**ASSIGNMENT**
Below are the records; copy each line in which "PushWorkerCount" can be found.

**GIVEN DATA**

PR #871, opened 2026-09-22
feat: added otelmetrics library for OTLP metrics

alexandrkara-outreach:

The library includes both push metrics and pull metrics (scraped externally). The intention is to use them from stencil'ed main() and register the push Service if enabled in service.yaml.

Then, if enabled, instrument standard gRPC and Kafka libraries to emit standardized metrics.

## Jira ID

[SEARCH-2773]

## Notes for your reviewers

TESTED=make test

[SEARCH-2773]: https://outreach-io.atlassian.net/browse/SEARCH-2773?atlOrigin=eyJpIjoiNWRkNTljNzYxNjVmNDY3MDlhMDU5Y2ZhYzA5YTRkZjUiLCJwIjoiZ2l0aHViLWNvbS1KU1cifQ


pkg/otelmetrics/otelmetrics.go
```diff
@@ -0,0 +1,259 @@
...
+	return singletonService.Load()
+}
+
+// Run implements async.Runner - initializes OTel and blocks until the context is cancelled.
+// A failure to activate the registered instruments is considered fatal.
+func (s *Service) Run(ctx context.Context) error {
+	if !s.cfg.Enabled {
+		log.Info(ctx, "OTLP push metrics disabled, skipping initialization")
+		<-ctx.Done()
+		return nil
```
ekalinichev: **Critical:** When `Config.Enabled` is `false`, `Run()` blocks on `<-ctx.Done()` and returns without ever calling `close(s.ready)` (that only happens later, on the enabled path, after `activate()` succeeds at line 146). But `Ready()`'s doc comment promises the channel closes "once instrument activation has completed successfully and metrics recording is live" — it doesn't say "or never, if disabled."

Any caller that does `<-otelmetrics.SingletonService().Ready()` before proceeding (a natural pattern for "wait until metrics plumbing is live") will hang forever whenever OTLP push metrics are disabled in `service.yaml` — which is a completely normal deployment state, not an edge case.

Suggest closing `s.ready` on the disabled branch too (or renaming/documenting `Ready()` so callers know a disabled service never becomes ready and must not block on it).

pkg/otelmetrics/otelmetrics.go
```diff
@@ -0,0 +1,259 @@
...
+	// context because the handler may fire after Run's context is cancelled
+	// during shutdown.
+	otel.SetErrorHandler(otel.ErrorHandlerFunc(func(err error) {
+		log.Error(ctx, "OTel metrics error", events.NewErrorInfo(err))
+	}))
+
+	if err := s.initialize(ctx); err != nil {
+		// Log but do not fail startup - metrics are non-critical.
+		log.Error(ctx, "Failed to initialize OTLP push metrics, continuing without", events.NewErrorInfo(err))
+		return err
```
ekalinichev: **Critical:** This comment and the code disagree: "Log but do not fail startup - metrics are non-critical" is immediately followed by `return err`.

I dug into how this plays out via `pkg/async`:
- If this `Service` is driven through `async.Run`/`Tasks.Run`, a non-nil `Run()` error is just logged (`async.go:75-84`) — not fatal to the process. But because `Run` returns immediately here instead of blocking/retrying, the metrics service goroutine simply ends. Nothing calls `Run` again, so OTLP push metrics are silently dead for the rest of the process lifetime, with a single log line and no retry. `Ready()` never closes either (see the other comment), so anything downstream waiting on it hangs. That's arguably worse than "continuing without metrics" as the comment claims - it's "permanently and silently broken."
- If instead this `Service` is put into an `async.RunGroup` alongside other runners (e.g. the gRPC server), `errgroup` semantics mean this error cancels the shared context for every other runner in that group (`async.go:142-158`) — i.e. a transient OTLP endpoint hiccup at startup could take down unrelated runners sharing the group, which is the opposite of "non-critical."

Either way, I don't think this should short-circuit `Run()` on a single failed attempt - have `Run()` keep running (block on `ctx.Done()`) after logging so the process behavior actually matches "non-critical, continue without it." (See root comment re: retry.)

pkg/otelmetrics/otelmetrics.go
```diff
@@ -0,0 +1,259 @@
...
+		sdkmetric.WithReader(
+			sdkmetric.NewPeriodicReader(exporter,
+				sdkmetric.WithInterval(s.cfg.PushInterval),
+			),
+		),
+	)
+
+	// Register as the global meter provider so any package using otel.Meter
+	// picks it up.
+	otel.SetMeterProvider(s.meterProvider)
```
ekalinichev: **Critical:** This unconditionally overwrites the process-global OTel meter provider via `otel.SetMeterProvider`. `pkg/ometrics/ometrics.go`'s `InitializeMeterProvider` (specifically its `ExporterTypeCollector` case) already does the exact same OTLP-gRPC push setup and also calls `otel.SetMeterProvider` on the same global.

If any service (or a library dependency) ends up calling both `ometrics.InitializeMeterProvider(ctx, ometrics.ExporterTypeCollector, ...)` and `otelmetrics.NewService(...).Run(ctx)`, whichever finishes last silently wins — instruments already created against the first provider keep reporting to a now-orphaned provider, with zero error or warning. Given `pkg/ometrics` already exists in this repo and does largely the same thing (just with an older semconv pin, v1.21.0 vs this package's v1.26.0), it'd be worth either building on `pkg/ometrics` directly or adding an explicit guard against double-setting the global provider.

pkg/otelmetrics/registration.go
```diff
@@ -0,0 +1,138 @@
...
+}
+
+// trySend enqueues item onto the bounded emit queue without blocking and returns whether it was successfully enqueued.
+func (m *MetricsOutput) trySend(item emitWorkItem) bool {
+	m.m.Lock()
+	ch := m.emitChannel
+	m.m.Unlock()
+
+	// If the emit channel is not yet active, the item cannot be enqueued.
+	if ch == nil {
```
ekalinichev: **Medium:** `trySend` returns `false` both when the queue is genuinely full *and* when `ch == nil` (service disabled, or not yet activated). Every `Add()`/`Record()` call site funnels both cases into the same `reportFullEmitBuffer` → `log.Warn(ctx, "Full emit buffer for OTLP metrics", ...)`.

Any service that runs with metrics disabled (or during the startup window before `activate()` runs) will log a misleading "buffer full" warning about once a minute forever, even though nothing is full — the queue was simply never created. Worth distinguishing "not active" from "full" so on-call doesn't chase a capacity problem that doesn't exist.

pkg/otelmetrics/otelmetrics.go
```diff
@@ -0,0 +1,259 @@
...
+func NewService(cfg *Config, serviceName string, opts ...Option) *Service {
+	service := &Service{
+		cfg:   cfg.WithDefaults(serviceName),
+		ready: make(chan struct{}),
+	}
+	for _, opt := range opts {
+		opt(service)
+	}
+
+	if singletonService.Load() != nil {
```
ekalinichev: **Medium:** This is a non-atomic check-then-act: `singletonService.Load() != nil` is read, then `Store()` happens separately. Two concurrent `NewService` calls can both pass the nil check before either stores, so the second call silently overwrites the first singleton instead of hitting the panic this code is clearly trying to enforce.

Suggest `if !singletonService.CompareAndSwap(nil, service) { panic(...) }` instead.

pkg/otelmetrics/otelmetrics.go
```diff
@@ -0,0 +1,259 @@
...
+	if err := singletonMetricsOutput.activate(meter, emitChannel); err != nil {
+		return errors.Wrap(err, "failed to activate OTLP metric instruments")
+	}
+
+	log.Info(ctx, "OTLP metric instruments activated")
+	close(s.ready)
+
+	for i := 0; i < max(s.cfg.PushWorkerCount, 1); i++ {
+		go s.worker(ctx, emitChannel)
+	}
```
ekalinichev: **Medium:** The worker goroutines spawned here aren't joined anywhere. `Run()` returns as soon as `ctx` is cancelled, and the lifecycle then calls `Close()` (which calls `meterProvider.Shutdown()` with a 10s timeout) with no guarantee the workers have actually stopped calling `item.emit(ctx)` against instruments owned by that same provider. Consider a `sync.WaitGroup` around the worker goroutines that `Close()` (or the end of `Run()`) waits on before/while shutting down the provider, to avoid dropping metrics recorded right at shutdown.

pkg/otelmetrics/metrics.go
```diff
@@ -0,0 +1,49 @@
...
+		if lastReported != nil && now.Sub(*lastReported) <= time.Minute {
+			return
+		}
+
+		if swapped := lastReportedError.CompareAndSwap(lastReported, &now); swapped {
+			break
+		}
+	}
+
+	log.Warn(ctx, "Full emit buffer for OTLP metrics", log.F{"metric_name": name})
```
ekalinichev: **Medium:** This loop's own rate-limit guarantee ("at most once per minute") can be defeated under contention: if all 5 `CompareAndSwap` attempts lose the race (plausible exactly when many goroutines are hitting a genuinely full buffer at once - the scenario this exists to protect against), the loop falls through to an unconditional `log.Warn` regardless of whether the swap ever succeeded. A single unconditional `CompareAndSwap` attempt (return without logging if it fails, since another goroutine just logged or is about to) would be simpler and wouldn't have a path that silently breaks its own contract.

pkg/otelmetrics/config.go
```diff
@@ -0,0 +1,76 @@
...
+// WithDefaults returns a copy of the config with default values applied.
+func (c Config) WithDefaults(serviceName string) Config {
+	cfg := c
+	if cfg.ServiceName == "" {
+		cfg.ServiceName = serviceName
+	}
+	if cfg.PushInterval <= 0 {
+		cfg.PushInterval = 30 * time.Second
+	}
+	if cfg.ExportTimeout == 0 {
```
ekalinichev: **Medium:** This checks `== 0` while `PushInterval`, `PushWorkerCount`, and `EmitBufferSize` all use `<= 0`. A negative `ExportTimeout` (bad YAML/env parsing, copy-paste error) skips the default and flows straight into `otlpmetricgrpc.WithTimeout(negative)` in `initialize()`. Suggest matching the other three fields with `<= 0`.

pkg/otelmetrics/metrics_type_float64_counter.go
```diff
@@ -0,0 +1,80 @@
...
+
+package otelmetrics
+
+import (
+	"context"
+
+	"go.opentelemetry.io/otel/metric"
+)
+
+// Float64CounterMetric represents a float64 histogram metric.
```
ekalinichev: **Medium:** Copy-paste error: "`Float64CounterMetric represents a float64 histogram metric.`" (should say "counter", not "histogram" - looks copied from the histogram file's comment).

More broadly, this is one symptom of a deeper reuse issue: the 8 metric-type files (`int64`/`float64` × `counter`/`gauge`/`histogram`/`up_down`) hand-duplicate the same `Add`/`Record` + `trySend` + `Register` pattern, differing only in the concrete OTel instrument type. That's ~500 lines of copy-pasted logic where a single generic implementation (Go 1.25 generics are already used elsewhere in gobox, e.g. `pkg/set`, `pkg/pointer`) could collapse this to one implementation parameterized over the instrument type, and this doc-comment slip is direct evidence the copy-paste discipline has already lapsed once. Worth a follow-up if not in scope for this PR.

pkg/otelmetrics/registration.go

**RESULT OF THE TASK**
+	for i := 0; i < max(s.cfg.PushWorkerCount, 1); i++ {
ekalinichev: **Medium:** This checks `== 0` while `PushInterval`, `PushWorkerCount`, and `EmitBufferSize` all use `<= 0`. A negative `ExportTimeout` (bad YAML/env parsing, copy-paste error) skips the default and flows straight into `otlpmetricgrpc.WithTimeout(negative)` in `initialize()`. Suggest matching the other three fields with `<= 0`.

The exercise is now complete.